Capone voiced these complaints to Miami publisher Fred Girton, who recorded them in Startling Detective magazine 90 years ago this month. The article described Girton’s latest visit to Palm Island, from the expensive furnishings to the golden tableware guests used to enjoy Capone’s sumptuous meals. 

This conspicuous consumption, emblematic of the Roaring Twenties, seemed obscene in the Depression. The public would not stand for it. Neither would the federal government.

CAPONE CONVICTED

President Herbert Hoover, who’d spent the winter of 1929 across Biscayne Bay from Capone, made the gangster’s downfall a priority. The Treasury Department documented Capone’s huge expenditures — with help from Girton, who informed them of his host’s “lavish mode of living…at his Miami Beach home.” Such evidence led to Capone’s conviction for income tax evasion in October 1931, brought down by the excess on display at Palm Island.

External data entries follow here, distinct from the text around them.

PR #1405, opened 2018-03-25
openio: Implement 'directory warmup'

jfsmig:
Ask the Meta1 services to prepare the elections about all the prefixes DB.

### DIFF
--- a/oio/cli/admin/directory.py
+++ b/oio/cli/admin/directory.py
@@ -16,6 +16,10 @@
 from logging import getLogger
 from cliff.command import Command
 from oio.common.exceptions import ServiceUnavailable, ClientException
+from oio.common.utils import load_namespace_conf
+from oio.common import green
+from oio.directory.meta0 import generate_prefixes, count_prefixes
+from eventlet import Queue, Timeout, GreenPile
 
 
 class DirectoryCmd(Command):
@@ -71,6 +75,8 @@ class DirectoryInit(DirectoryCmd):
         return parser
 
     def take_action(self, parsed_args):
+        from time import sleep
+
         self.log.debug('take_action(%s)', parsed_args)
         mapping = self.get_prefix_mapping(parsed_args)
         mapping.load()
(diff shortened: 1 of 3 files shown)


oio/directory/meta0.py
```diff
@@ -437,3 +437,32 @@ def rebalance(self, max_loops=65536):
                 svc_bases = self.get_managed_bases(svc)
                 self.logger.info("meta1 %s has %d bases",
                                  svc['addr'], len(svc_bases))
+
+
+def count_prefixes(digits):
+    """Returns the number of real prefixes in meta0/meta1.
+    Raises an exception if the prefix number is not acceptable."""
+    count = {0: 1, 1: 16, 2: 256, 3: 4096, 4: 65536}
```
fvennetier: Could be `16**digits`.

oio/directory/meta0.py
```diff
@@ -437,3 +437,32 @@ def rebalance(self, max_loops=65536):
...
+    if digits in count:
+        return count[digits]
+    raise Exception("Invalid prefix")
```
fvennetier: `ValueError('Invalid number of digits')` would be more pythonic.

oio/directory/meta0.py
```diff
@@ -437,3 +437,32 @@ def rebalance(self, max_loops=65536):
...
+    if digits == 0:
+        return ('',)
+    elif digits == 1:
+        return (c for c in hexa)
+    elif digits == 2:
+        return (''.join((a, b)) for a, b in product(hexa, repeat=2))
+    elif digits == 3:
+        return (''.join((a, b, c)) for a, b, c in product(hexa, repeat=3))
+    elif digits == 4:
+        return (''.join((a, b, c, d)) for a, b, c, d in product(hexa, repeat=4))
```
fvennetier: Since `product` yields tuples, you can simplify like this:
```
if digits == 0:
    return ('',)
else:
    return (''.join(pfx) for pfx in product(hexa, repeat=digits))
```

oio/cli/admin/directory.py
```diff
@@ -175,3 +178,94 @@ def take_action(self, parsed_args):
...
+                prefix_queue.put(prefix)
+                # Display the progression
+                ratio = float(sent) / total
+                if ratio >= trace_next:
+                    self.log.info("... %d%%", int(ratio * 100.0))
+                    trace_next += trace_increment
+
+            self.log.debug("Send the termination marker")
+            for i in range(workers_count):
+                prefix_queue.put(None)
```
AymericDu: You can use [`prefix_queue.task_done()`](https://docs.python.org/2/library/queue.html#Queue.Queue.task_done). And you wait for the end with [`prefix_queue.join()`](https://docs.python.org/2/library/queue.html#Queue.Queue.join).

PR #1411, opened 2018-03-27
oio-account-server: Minimal access log for read-only requests

jfsmig:
Ugly as hell, but we need that quickly.

### DIFF
--- a/oio/account/server.py
+++ b/oio/account/server.py
@@ -17,6 +17,7 @@
 from werkzeug.wrappers import Response
 from werkzeug.routing import Map, Rule
 from werkzeug.exceptions import NotFound, BadRequest, Conflict
+from functools import wraps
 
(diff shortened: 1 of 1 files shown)


oio/account/server.py
```diff
@@ -23,6 +23,21 @@
 from oio.common.wsgi import WerkzeugApp
 
 
+def access_log(func):
+    from functools import wraps
```
fvennetier: No need to delay this import statement.

oio/account/server.py
```diff
@@ -23,6 +23,21 @@
...
+
+    @wraps(func)
+    def _access_log_wrapper(self, *args, **kwargs):
+        from time import time
```
fvennetier: No need to delay this import statement. Also, you may want to import `oio.common.utils.monotonic_time` from 4.x branch.

PR #1892, opened 2019-09-19
Improve some cluster commands to accept multiple services

AymericDu:
##### SUMMARY

Improve some cluster commands to accept multiple services

##### ISSUE TYPE

 - Bugfix Pull Request

##### COMPONENT NAME

- `CLI`

##### SDS VERSION

```
openio 4.7.2.dev18
```

### DIFF
--- a/oio/cli/cluster/cluster.py
+++ b/oio/cli/cluster/cluster.py
@@ -14,7 +14,8 @@
 # along with this program.  If not, see <http://www.gnu.org/licenses/>.
 
 from logging import getLogger
-from cliff import lister, show
+
+from oio.cli import Lister, ShowOne
 from oio.common.easy_value import boolean_value
 from oio.common.exceptions import OioException, OioNetworkException, \
     ServiceBusy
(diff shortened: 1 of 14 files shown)


oio/cli/cluster/cluster.py
```diff
@@ -161,35 +172,32 @@ def get_parser(self, prog_name):
...
-            yield type_, addr, "unlocked"
-        except Exception as exc:
-            yield type_, addr, str(exc)
+    def _unlock_services(self, parsed_args):
+        srv_definitions = list()
+        for srv_id in parsed_args.srv_ids:
+            srv_definitions.append(
+                self.app.client_manager.cluster.get_service_definition(
+                    parsed_args.srv_type, srv_id))
+        for batch in _bounded_batches(srv_definitions, 4096):
```
fvennetier: 4096 is a bit unusual. Our other paginated requests usually build pages of 1000 elements. It may be a good idea to define that at the top of the file, or as a default value in `_bounded_batches`.

PR #1895, opened 2019-09-23
Allow to set various Redis parameters

AymericDu:
##### SUMMARY

Allow to set various Redis parameters

Jira: OB-461

##### ISSUE TYPE

 - Bugfix Pull Request

##### COMPONENT NAME

- `account`

##### SDS VERSION

```
openio 4.7.2.dev19
```

### DIFF
--- a/oio/common/redis_conn.py
+++ b/oio/common/redis_conn.py
@@ -59,8 +59,10 @@ class RedisConnection(object):
         self._sentinel_hosts = [(h, int(p)) for h, p, in (hp.rsplit(':', 1)
                                 for hp in sentinel_hosts)]
         self._sentinel_name = sentinel_name
+        self._sentinel_conn_kwargs = self._filter_sentinel_conn_kwargs(kwargs)
         self._sentinel = self.__redis_sentinel_mod.Sentinel(
             self._sentinel_hosts,
+            sentinel_kwargs=self._sentinel_conn_kwargs,
             **self._conn_kwargs)
 
     def _filter_conn_kwargs(self, conn_kwargs):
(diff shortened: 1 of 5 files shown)


oio/common/redis_conn.py
```diff
@@ -16,41 +16,103 @@
...
+
+    @property
+    def conn_slave(self):
+        """Retrieve Redis connection (normal or sentinel)"""
+        if self._sentinel:
+            return self._sentinel.master_for(self._sentinel_name)
+        if not self._conn:
+            self._conn = self.__redis_mod.StrictRedis(
+                host=self._host, port=self._port,
+                **self._conn_kwargs)
```
fvennetier: I would return `self.conn` to avoid duplicating these 4 lines.

oio/common/redis_conn.py
```diff
@@ -16,41 +16,99 @@
...
         return self._conn
 
+    @property
+    def conn_slave(self):
+        """Retrieve Redis connection (normal or sentinel)"""
+        if self._sentinel:
+            return self._sentinel.master_for(self._sentinel_name)
```
murlock: IMP it should be `slave_for`

oio/container/backup.py
```diff
@@ -794,7 +795,25 @@ def __init__(self, conf):
         self.REDIS_TIMEOUT = self.conf.get("redis_cache_timeout",
                                            self.REDIS_TIMEOUT)
 
-        super(ContainerBackup, self).__init__(self.conf)
+        redis_conf = {k[6:]: v for k, v in self.conf.items()
```
murlock: Maybe we should factorize code to extract redis paramters

oio/common/redis_conn.py
AymericDu: Oops

PR #1898, opened 2019-09-25
Return 404 when the container created but not initiated

AymericDu:
##### SUMMARY

Return 404 when the container created but not initiated

##### ISSUE TYPE

 - Bugfix Pull Request

##### COMPONENT NAME

- `meta2`

##### SDS VERSION

```
openio 4.7.2.dev23
```

### DIFF
--- a/sqliterepo/replication_dispatcher.c
+++ b/sqliterepo/replication_dispatcher.c
@@ -2013,7 +2013,6 @@ _handler_PROPGET(struct gridd_reply_ctx_s *reply,
 		? (SQLX_OPEN_LOCAL|SQLX_OPEN_NOREFCHECK) : SQLX_OPEN_MASTERSLAVE;
 	err = sqlx_repository_open_and_lock(repo, &n0, how, &sq3, NULL);
 	if (err) {
-		g_prefix_error(&err, "Open/lock: ");
 		reply->send_error(0, err);
 	} else {
 		GPtrArray *tmp = g_ptr_array_new();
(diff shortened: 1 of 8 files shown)


sqliterepo/repository.c
```diff
@@ -481,36 +481,49 @@ sqlx_repository_configure_type(sqlx_repository_t *repo,
 }
 
 void
-sqlx_repository_configure_close_callback(sqlx_repository_t *repo,
-		sqlx_repo_close_hook cb, gpointer cb_data)
+sqlx_repository_configure_db_check_opening_callback(
+		sqlx_repository_t *repo,
+		sqlx_repo_db_check_opening_hook cb, gpointer cb_data)
```
fvennetier: I would have kept `sqlx_repository_configure_open_callback` and `sqlx_repo_open_hook`, with the addition of the open mode.

sqliterepo/replication_dispatcher.c
```diff
@@ -1903,6 +1903,27 @@ _handler_RESYNC(struct gridd_reply_ctx_s *reply,
...
+
+	gchar admin[16];
+	memset(admin, 0, sizeof(admin));
+	err = metautils_message_extract_string(reply->request,
+			NAME_MSGKEY_ADMIN_COMMAND, admin, sizeof(admin));
+	if (err)
+		g_clear_error(&err);
+
+	if (!oio_str_parse_bool(admin, FALSE))
+		err = sqlx_repository_call_db_check_opening_callback(*result, how);
```
fvennetier: The check of the "deleted" flag should be done here, in any case.

PR #1900, opened 2019-09-27
Fix distance computation for chunks selected close to the proxy

fvennetier:
##### SUMMARY
Fix distance computation for chunks selected close to the proxy. It was 0 all the time, triggering an unwanted `storage.content.perfectible` event.

Also bring minor improvements to the CLI.

##### ISSUE TYPE
 - Feature Pull Request
 - Bugfix Pull Request

##### COMPONENT NAME
- LB
- CLI
- sqliterepo

##### SDS VERSION
```
openio 5.2.2.dev10
```


oio/cli/election/election.py
```diff
@@ -117,6 +117,12 @@ def take_action(self, parsed_args):
 class ElectionDebug(ElectionCmd):
     """Get debugging information about an election."""
 
+    def get_parser(self, prog_name):
+        parser = super(ElectionDebug, self).get_parser(prog_name)
+        parser.add_argument('--human', action='store_true',
+                            help="Display human-readable dates")
```
murlock: :+1: Good idea, we should reuse this option

sqliterepo/election.c
```diff
@@ -1352,7 +1352,11 @@ member_json (struct election_member_s *m, GString *gs)
 	g_string_append_c (gs, ',');
 	OIO_JSON_append_str (gs, "type", m->inline_name.type);
 	g_string_append_c (gs, ',');
-	OIO_JSON_append_str (gs, "zk", m->key);
+	gchar *full_key = sqlx_sync_zk_full_key_path(m->sync, m->key);
```
murlock: :+1: 

Maybe we should also show which zk cluster is used for this election ? (however it seems to overlaps `zk_server`)

tests/functional/content/test_content_perfectible.py
```diff
@@ -264,3 +260,18 @@ def test_blob_improver_threecopies(self):
         if job:
             logging.debug("Unexpected job data: %s", data)
         self.assertIsNone(job)
+
+
+class TestPerfectibleLocalContent(TestPerfectibleContent):
+
+    def setUp(self):
```
AymericDu: We could use `setUpClass` and `tearDownClass` to do it once.

oio/cli/election/election.py
fvennetier: Sorry, I moved this to #1904, which is more ZooKeeper themed.

PR #1901, opened 2019-10-01
Decache meta1 database

AymericDu:
##### SUMMARY

Decache when deleting meta1 database or when the base is not managed.

Jira: OS-437

##### ISSUE TYPE

 - Bugfix Pull Request

##### COMPONENT NAME

- `meta1`
- `proxy`

##### SDS VERSION

```
openio 4.7.2.dev41
```

### DIFF
--- a/meta1v2/meta1_backend.c
+++ b/meta1v2/meta1_backend.c
@@ -1,7 +1,7 @@
 /*
 OpenIO SDS meta1v2
 Copyright (C) 2014 Worldline, as part of Redcurrant
-Copyright (C) 2015-2017 OpenIO SAS, as part of OpenIO SDS
+Copyright (C) 2015-2019 OpenIO SAS, as part of OpenIO SDS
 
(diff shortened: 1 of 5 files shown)


meta1v2/meta1_backend.c
```diff
@@ -110,3 +121,27 @@ meta1_backend_get_prefixes(struct meta1_backend_s *m1)
...
+		struct meta1_backend_s *m1b)
+{
+	gint64 seq = 1;
+	EXTRA_ASSERT(sq3 != NULL);
+
+	if (!sq3->deleted)
+		return;
+
+	struct oio_url_s *url = oio_url_empty ();
+	oio_url_set(url, OIOURL_NS, m1b->ns_name);
```
fvennetier: Namespace name is in `sq3->name->ns`. Instead of a `struct meta1_backend_s *`, the second parameter of the callback could be a `struct hc_resolver_s *`, which would avoid adding a field to `struct meta1_backend_s`.

PR #1903, opened 2019-10-03
blob-rebuilder: Fix reuse of beanstalkd connections

AymericDu:
##### SUMMARY

Fix reuse of beanstalkd connections

##### ISSUE TYPE

 - Bugfix Pull Request

##### COMPONENT NAME

- `oio-blob-rebuilder`

##### SDS VERSION

```
openio 4.7.2.dev41
```

### DIFF
--- a/oio/rebuilder/blob_rebuilder.py
+++ b/oio/rebuilder/blob_rebuilder.py
@@ -423,13 +423,19 @@ class BlobRebuilderWorker(RebuilderWorker):
                             reply['addr'], reply['tube'], self.logger,
                             **kwargs)
                     elif self.sender.addr != reply['addr'] \
-                            or self.sender.addr != reply['tube']:
+                            or self.sender.tube != reply['tube']:
                         self.sender.close()
                         self.sender = BeanstalkdSender(
                             reply['addr'], reply['tube'], self.logger,
                             **kwargs)
 
-                    self.sender.send_job(json.dumps(event))
+                    sent = False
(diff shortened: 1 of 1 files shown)


oio/rebuilder/blob_rebuilder.py
```diff
@@ -423,13 +423,19 @@ def update_processed(self, chunk, bytes_processed, error=None, **kwargs):
...
                             reply['addr'], reply['tube'], self.logger,
                             **kwargs)
 
-                    self.sender.send_job(json.dumps(event))
+                    sent = False
+                    event_json = json.dumps(event)
+                    while not sent:
+                        sent = self.sender.send_job(event_json)
+                        if not sent:
+                            sleep(1.0)
```
fvennetier: There is a risk of looping forever here.

AymericDu: If we can not send any more events, we will not have a reply. And if we have no reply for 5 minutes, the program stops (https://github.com/open-io/oio-sds/blob/4.x/oio/rebuilder/blob_rebuilder.py#L311).

fvennetier: No, nothing will timeout here. If for some reason we cannot connect to the beanstalkd server, `send_job` will keep returning `False` (after logging a warning message).

But I'm ok with **not** fixing this: this is an "interactive" program, and the user will see the connection problem (and hopefully fix it).

PR #1906, opened 2019-10-08
rawx: Add hints and optimizations (fallocate(), fsync(), fadvise())

jfsmig:
##### SUMMARY
* Perform still less but bigger I/O ops
* Minor code reorg (most const have been gathered)
* Allow a call to fallocate() before writing
* Disable fsync() by default (similar to rawx-apache2)
* Propose fadvise after uploading of before downloading

##### ISSUE TYPE
enhancement

##### COMPONENT NAME
rawx

##### SDS VERSION
`openio 4.8.1.dev16`


rawx/const.go
```diff
@@ -0,0 +1,115 @@
...
+	uploadBatchSize int = 2048
+
+	// Maximum size (in bytes) of the upload buffer
+	uploadBufferSizeMax int = 8 * 1024 * 1024
+
+	// Minimum size (in bytes) of the upload buffer
+	uploadBufferSizeMin int = 65536
+
+	// Specifies the extension size when Fallocate is called to prepare file placeholders
+	uploadExtensionSize int64 = 64 * 1024 * 1024
```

When he died there in 1947, the Miami Daily News called his life an indictment of American society: “Only because we were as we were, could Al Capone be as Al Capone was.” 

That’s precisely why his home deserves saving. We might be ashamed of its history, but it tells the story of a bloody, greedy era whose failures we often seem intent on repeating.

Miami Beach can’t erase that history, but it can preserve and contextualize it for visitors and future generations. Or it can repeat Chicago’s mistakes. Capone’s legend will live on either way.

A. Brad Schwartz is a doctoral candidate in American history at Princeton University and the co-author (with Max Allan Collins) of “Scarface and the Untouchable: Al Capone, Eliot Ness, and the Battle for Chicago.”